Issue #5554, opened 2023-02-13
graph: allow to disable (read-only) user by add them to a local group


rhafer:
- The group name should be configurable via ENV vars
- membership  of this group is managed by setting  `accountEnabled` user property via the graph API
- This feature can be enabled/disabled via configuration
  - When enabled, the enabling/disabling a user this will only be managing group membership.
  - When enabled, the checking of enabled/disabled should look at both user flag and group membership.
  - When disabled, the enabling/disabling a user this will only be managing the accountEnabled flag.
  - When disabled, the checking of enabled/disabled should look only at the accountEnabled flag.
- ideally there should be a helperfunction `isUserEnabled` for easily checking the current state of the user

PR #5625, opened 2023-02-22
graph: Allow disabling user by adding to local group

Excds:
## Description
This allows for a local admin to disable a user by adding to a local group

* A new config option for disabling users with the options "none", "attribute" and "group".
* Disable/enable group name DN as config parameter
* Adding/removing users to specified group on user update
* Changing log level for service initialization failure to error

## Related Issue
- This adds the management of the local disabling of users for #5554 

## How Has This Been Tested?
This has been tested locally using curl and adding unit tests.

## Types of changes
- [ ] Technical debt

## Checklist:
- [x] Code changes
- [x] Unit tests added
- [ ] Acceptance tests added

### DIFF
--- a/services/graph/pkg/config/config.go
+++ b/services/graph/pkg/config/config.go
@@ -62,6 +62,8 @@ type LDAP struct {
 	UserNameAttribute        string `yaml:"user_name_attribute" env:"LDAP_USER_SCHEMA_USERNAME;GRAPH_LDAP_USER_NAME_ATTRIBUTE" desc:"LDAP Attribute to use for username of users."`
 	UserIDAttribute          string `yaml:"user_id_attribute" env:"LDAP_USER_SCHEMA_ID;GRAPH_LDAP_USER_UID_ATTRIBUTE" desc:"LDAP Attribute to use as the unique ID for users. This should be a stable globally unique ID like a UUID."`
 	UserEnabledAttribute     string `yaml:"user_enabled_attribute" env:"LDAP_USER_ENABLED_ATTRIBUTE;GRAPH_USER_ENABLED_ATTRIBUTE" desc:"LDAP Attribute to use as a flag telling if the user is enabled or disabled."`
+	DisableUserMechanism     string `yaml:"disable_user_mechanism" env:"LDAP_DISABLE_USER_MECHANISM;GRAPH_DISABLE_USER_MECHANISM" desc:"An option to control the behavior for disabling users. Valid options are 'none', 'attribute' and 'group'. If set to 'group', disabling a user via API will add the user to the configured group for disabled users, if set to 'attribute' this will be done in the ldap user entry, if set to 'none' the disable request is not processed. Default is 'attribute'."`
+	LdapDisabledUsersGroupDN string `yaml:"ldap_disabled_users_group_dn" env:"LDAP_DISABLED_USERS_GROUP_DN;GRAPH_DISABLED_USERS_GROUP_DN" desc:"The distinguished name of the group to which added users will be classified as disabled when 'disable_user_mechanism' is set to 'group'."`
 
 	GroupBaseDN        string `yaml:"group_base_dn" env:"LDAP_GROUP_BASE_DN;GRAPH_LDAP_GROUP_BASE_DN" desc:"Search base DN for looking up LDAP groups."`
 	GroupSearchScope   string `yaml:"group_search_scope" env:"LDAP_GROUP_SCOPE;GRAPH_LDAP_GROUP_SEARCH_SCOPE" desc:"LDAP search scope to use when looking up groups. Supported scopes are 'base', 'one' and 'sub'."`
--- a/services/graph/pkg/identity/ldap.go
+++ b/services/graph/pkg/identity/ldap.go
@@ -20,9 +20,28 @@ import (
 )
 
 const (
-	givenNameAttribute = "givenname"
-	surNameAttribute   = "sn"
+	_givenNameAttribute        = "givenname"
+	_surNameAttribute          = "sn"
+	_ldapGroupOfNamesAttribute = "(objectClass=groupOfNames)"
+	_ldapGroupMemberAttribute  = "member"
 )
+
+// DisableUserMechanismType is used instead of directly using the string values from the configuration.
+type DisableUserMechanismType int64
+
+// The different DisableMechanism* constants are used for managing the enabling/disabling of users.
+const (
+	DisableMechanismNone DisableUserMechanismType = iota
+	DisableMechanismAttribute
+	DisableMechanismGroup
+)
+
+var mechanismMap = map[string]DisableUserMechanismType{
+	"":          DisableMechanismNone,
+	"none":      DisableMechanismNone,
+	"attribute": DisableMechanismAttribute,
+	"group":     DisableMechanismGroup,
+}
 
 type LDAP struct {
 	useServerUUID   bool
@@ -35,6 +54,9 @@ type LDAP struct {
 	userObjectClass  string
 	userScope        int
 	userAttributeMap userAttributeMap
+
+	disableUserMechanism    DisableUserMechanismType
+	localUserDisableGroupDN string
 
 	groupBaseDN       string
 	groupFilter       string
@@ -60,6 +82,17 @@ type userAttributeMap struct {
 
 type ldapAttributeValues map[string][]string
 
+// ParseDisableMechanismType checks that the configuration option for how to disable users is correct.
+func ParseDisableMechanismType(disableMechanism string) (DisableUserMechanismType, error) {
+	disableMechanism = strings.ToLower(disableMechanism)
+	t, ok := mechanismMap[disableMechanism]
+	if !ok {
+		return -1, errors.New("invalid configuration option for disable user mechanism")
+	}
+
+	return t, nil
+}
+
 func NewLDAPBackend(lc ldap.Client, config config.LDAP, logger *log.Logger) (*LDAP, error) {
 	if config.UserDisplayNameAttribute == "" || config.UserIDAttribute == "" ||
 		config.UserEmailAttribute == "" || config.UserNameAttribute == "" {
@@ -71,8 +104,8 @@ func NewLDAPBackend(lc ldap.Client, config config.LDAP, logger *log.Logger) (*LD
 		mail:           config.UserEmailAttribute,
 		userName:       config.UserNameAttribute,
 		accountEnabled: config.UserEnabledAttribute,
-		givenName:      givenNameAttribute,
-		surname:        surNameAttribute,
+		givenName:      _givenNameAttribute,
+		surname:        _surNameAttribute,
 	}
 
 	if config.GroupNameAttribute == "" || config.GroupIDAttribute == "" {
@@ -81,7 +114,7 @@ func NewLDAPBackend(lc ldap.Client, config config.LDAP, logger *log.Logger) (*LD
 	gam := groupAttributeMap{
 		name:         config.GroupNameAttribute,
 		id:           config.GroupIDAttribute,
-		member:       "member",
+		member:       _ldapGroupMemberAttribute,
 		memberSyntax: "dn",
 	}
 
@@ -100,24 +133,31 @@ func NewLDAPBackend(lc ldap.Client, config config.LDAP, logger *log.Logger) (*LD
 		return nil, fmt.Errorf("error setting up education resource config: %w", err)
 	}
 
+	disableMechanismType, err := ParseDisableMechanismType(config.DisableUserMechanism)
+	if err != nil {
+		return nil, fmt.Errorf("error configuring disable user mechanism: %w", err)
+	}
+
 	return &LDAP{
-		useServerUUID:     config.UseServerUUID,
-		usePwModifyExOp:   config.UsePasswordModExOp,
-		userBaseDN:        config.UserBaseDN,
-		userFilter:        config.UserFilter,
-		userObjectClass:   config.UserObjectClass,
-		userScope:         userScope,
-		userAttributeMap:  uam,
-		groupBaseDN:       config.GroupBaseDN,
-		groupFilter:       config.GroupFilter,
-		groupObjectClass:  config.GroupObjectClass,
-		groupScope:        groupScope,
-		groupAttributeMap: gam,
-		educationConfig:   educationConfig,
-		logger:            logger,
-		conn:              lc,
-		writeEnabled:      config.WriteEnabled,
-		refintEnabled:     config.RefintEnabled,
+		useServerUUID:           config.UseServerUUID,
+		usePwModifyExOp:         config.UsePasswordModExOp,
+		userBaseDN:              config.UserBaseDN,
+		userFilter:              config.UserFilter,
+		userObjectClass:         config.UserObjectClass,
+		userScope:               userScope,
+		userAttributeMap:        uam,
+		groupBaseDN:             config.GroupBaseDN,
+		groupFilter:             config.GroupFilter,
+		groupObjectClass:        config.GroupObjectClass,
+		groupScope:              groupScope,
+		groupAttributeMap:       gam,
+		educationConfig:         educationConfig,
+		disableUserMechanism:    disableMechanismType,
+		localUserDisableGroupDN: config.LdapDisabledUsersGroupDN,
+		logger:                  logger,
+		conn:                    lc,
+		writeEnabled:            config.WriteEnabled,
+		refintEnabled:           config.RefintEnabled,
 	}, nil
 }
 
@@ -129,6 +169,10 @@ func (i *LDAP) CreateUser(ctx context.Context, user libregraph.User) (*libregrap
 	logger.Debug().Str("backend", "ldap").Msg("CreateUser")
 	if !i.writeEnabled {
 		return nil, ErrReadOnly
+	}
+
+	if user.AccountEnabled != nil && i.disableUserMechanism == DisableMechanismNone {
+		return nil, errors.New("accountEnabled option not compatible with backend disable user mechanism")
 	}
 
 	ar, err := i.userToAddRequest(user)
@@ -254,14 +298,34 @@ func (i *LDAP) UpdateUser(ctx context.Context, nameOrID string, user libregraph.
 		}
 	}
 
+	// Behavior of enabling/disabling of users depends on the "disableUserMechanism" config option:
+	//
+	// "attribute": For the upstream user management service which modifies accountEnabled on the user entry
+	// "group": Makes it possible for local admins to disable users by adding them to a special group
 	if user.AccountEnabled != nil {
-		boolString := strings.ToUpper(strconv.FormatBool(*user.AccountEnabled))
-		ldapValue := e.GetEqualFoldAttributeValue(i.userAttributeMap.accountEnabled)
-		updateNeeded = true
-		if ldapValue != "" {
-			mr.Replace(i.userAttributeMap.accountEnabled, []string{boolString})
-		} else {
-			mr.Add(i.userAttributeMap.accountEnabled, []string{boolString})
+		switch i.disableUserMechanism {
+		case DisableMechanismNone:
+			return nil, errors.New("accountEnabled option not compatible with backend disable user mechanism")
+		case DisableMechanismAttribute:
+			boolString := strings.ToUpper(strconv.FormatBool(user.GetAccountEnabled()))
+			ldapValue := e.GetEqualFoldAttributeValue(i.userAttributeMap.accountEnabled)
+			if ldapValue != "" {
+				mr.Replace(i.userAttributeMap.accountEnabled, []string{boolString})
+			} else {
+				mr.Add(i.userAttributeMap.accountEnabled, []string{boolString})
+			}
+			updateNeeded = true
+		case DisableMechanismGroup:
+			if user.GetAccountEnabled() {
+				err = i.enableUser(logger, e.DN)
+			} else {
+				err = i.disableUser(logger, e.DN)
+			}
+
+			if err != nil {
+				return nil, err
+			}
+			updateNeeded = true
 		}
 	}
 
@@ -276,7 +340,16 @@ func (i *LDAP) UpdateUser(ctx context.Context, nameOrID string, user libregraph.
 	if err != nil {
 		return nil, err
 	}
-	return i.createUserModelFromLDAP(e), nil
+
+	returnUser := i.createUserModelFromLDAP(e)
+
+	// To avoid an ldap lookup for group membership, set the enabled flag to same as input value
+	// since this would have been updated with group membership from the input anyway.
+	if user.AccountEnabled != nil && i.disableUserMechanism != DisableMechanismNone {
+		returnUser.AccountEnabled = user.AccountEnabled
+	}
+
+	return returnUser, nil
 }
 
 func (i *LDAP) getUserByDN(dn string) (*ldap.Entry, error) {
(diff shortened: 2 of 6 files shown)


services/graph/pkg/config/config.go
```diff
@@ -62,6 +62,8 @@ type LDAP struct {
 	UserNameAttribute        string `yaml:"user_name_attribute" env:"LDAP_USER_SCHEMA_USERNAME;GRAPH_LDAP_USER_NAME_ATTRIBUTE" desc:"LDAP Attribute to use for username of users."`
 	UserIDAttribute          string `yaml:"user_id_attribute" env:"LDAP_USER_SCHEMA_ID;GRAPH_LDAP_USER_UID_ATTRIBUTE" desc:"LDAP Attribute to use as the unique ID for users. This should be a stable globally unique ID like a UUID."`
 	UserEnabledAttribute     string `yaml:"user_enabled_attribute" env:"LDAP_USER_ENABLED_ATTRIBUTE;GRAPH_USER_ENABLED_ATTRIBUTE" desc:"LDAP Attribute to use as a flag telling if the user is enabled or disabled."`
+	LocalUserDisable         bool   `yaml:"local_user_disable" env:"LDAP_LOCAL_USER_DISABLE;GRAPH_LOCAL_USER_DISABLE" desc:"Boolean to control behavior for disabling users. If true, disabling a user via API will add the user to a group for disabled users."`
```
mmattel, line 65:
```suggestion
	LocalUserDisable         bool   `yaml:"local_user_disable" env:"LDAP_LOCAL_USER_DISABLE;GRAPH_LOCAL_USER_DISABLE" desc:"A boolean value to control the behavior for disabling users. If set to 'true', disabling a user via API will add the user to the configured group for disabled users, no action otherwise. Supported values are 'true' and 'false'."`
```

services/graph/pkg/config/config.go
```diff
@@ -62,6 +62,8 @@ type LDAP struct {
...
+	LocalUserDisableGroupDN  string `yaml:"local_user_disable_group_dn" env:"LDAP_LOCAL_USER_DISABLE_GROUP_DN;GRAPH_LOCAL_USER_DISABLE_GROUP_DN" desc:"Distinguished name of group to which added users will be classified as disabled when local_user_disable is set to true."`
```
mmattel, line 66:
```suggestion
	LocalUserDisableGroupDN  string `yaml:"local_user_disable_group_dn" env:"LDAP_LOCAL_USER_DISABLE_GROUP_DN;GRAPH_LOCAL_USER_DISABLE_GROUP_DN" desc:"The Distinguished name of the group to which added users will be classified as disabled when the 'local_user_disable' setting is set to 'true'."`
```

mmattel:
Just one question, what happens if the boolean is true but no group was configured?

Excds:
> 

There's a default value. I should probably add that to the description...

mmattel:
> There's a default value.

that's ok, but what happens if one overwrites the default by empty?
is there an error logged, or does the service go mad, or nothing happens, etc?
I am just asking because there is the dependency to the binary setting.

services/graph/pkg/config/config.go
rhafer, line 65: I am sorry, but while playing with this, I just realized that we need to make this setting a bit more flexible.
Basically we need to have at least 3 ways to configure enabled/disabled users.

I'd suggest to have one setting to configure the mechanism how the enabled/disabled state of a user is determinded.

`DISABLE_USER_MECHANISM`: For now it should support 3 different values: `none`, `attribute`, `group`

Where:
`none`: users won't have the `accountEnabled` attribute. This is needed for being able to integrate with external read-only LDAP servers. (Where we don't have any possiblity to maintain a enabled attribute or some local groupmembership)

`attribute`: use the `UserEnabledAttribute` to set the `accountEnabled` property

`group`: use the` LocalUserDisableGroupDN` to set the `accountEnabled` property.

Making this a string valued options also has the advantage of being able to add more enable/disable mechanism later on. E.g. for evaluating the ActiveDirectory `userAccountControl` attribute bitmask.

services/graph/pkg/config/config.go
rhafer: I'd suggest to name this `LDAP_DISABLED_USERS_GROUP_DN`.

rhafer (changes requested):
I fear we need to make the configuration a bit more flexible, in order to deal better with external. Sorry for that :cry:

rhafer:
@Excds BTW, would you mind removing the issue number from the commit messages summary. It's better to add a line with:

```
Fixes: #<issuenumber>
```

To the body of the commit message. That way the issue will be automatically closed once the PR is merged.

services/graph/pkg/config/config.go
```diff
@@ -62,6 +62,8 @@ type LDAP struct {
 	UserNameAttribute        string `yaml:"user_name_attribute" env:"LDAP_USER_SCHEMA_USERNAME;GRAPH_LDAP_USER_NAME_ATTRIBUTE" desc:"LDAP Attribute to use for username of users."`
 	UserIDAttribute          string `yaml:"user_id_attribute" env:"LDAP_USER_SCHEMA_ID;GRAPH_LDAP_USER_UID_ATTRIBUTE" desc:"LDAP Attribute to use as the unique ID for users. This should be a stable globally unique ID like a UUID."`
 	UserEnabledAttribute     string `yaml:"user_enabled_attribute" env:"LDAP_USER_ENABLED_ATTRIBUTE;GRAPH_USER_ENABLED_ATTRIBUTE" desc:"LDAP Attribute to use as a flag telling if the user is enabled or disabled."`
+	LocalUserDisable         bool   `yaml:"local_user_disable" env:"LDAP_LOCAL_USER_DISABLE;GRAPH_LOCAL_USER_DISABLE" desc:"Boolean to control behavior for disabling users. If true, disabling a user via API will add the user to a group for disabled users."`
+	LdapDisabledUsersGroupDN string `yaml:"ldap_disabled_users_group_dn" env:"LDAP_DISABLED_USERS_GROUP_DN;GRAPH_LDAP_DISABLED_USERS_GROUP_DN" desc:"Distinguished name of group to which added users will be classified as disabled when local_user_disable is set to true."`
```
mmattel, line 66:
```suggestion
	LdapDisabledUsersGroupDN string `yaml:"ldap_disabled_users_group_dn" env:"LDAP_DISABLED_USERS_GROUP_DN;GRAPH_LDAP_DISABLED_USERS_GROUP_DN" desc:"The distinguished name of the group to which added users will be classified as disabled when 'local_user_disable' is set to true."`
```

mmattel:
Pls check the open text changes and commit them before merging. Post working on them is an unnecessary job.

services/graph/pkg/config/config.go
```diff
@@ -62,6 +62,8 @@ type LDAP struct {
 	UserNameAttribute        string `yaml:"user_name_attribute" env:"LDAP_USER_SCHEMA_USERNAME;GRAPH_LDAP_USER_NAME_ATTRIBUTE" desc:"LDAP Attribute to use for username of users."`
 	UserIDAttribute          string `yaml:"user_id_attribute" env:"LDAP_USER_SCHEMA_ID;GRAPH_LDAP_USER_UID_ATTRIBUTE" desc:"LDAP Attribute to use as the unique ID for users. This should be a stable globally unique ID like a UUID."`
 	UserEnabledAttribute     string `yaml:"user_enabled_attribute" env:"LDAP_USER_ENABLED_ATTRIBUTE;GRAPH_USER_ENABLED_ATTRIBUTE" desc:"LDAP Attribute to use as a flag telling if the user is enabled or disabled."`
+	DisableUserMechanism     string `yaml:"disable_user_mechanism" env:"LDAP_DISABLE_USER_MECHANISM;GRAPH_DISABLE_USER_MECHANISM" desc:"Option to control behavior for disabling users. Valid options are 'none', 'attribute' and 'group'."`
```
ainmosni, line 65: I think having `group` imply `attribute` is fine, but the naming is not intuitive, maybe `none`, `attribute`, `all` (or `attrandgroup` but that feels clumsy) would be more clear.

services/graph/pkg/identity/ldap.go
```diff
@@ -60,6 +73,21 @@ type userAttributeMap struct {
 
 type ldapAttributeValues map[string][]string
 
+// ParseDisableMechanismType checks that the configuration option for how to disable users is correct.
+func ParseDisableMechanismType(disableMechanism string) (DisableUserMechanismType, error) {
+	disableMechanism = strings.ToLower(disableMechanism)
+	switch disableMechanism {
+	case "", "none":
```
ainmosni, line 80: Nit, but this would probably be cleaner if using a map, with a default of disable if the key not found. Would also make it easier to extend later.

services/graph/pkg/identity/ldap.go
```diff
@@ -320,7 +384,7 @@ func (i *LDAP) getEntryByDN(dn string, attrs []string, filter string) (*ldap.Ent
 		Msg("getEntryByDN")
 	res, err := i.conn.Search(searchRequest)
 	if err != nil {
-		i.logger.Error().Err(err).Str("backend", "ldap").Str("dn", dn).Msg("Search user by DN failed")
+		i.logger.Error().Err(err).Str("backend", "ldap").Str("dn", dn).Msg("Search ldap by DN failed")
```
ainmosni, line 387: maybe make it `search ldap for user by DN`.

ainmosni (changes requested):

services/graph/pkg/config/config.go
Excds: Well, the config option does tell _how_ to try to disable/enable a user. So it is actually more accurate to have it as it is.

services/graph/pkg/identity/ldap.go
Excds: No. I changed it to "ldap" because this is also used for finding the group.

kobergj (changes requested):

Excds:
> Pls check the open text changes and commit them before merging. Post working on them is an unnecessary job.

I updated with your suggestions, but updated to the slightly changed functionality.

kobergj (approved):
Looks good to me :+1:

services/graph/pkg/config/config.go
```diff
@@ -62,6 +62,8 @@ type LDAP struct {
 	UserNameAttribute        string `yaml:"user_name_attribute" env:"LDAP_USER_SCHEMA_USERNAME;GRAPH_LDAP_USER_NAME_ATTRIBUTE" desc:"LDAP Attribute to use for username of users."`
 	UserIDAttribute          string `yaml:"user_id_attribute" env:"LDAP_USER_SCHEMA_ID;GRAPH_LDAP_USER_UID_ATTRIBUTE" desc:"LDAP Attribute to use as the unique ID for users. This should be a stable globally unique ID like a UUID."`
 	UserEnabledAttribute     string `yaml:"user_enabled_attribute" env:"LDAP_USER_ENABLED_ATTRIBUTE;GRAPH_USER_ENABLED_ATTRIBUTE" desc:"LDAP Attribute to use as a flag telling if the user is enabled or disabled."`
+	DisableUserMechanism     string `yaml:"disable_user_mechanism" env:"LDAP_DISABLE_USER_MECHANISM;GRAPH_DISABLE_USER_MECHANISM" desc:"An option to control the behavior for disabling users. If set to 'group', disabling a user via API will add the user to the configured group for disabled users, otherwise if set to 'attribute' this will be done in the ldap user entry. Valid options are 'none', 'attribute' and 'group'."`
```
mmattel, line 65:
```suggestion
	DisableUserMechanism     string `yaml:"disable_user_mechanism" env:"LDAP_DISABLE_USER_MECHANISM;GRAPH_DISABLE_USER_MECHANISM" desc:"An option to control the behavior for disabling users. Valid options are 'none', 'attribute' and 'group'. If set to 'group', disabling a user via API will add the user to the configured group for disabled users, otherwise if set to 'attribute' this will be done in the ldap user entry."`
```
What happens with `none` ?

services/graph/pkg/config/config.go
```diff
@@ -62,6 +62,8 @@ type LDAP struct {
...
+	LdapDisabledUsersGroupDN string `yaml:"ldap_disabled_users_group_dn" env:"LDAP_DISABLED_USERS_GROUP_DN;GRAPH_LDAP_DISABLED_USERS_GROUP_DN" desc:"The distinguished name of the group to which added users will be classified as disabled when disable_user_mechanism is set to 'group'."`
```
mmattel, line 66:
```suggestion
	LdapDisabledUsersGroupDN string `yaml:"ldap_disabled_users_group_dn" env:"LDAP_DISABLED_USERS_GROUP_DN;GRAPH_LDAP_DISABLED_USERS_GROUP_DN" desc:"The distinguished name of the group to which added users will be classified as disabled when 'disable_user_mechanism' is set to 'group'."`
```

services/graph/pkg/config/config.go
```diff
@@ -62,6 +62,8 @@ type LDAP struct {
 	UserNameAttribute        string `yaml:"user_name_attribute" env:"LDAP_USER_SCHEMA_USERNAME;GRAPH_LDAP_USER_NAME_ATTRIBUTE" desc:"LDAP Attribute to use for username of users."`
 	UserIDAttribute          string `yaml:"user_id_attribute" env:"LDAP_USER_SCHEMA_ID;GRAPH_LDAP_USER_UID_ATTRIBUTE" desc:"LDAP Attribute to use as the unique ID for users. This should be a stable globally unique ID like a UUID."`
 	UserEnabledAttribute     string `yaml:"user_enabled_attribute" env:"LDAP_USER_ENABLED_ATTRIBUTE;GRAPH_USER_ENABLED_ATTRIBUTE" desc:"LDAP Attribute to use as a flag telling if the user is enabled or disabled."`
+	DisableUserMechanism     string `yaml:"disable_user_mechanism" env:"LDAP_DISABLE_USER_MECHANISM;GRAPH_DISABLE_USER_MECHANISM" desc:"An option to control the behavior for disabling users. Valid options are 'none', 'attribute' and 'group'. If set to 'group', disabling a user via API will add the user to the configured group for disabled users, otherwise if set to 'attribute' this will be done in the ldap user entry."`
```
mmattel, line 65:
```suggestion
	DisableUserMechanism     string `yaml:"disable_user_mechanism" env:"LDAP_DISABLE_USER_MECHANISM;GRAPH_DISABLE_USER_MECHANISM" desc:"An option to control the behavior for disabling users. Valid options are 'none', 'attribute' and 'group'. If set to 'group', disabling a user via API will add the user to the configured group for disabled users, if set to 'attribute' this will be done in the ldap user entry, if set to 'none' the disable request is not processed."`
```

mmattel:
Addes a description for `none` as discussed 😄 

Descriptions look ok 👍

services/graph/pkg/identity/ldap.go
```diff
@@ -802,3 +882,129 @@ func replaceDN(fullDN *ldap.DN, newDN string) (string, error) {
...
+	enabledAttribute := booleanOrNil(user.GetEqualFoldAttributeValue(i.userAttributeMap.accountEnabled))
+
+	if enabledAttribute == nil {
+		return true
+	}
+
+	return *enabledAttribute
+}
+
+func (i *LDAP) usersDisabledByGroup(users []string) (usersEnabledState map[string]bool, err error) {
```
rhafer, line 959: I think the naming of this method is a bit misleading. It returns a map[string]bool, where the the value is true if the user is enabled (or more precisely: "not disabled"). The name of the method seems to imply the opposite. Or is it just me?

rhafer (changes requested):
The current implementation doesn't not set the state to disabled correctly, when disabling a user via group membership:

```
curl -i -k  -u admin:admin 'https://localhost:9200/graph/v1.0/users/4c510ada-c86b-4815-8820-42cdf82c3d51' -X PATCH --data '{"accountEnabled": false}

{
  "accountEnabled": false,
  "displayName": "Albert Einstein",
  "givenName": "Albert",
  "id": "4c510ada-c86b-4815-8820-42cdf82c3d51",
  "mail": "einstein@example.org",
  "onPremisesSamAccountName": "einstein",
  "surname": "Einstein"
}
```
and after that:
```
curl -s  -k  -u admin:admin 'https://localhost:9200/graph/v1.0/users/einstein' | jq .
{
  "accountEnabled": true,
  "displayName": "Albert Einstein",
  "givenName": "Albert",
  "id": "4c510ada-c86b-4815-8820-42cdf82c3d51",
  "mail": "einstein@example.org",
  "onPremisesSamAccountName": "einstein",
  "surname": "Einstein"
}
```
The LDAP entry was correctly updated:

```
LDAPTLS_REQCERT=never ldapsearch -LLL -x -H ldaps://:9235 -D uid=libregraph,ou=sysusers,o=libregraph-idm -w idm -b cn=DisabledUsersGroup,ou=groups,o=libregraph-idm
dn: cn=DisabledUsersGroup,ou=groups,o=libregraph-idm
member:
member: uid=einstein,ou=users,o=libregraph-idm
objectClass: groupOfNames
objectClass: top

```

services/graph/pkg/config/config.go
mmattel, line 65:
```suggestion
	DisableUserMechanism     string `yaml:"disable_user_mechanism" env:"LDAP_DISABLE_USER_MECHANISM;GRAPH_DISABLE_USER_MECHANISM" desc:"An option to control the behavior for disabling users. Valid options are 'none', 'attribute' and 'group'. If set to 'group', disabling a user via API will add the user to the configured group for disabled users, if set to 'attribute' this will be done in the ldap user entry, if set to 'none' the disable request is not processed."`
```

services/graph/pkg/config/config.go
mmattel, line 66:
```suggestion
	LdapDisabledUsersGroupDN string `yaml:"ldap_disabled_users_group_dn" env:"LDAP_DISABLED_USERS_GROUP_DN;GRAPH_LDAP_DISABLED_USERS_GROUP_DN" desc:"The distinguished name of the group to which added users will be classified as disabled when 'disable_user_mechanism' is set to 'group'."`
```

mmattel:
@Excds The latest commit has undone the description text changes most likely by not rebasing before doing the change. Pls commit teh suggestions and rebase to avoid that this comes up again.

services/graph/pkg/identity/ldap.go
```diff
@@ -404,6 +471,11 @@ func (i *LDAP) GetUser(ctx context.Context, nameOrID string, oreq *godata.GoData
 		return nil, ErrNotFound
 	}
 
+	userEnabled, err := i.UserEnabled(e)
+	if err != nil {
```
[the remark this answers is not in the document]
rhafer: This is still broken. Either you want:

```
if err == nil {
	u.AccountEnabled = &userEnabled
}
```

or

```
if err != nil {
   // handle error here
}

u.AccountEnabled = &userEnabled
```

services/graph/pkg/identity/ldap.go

——————

Exercise description: Only the lines from the beginning of the material through the line with "- This feature" should appear in the answer, each copied exactly.

Task response:
Issue #5554, opened 2023-02-13
graph: allow to disable (read-only) user by add them to a local group


rhafer:
- The group name should be configurable via ENV vars
- membership  of this group is managed by setting  `accountEnabled` user property via the graph API
- This feature can be enabled/disabled via configuration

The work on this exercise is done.